__Data records__:
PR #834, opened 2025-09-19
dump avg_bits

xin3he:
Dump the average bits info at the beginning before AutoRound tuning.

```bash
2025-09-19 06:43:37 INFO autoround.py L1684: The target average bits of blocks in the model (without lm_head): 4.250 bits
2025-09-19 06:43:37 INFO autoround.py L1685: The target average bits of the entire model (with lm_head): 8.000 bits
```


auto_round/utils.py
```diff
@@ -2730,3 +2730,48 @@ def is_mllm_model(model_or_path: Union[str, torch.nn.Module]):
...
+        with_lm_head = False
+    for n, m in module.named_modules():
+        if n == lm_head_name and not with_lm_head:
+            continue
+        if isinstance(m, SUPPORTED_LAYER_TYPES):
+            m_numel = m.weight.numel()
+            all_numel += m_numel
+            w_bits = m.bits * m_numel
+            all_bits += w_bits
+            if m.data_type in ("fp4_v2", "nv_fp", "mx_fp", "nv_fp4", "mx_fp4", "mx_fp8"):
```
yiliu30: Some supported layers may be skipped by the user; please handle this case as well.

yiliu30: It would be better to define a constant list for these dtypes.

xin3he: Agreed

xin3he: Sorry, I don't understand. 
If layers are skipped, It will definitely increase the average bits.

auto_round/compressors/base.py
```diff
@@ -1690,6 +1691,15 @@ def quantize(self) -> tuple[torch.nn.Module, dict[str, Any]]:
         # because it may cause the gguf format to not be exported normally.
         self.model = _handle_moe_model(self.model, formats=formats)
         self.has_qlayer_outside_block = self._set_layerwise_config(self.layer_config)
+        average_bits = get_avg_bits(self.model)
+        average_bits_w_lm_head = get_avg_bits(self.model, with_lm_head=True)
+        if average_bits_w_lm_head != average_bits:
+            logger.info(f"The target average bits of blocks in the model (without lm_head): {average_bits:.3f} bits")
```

__Brief__:
Reproduce the entries above in full, so that each one reads exactly as before.

__Result of the task__:
PR #834, opened 2025-09-19
dump avg_bits

xin3he:
Dump the average bits info at the beginning before AutoRound tuning.

```bash
2025-09-19 06:43:37 INFO autoround.py L1684: The target average bits of blocks in the model (without lm_head): 4.250 bits
2025-09-19 06:43:37 INFO autoround.py L1685: The target average bits of the entire model (with lm_head): 8.000 bits
```


auto_round/utils.py
```diff
@@ -2730,3 +2730,48 @@ def is_mllm_model(model_or_path: Union[str, torch.nn.Module]):
...
+        with_lm_head = False
+    for n, m in module.named_modules():
+        if n == lm_head_name and not with_lm_head:
+            continue
+        if isinstance(m, SUPPORTED_LAYER_TYPES):
+            m_numel = m.weight.numel()
+            all_numel += m_numel
+            w_bits = m.bits * m_numel
+            all_bits += w_bits
+            if m.data_type in ("fp4_v2", "nv_fp", "mx_fp", "nv_fp4", "mx_fp4", "mx_fp8"):
```
yiliu30: Some supported layers may be skipped by the user; please handle this case as well.

yiliu30: It would be better to define a constant list for these dtypes.

xin3he: Agreed

xin3he: Sorry, I don't understand. 
If layers are skipped, It will definitely increase the average bits.

auto_round/compressors/base.py
```diff
@@ -1690,6 +1691,15 @@ def quantize(self) -> tuple[torch.nn.Module, dict[str, Any]]:
         # because it may cause the gguf format to not be exported normally.
         self.model = _handle_moe_model(self.model, formats=formats)
         self.has_qlayer_outside_block = self._set_layerwise_config(self.layer_config)
+        average_bits = get_avg_bits(self.model)
+        average_bits_w_lm_head = get_avg_bits(self.model, with_lm_head=True)
+        if average_bits_w_lm_head != average_bits:
+            logger.info(f"The target average bits of blocks in the model (without lm_head): {average_bits:.3f} bits")
```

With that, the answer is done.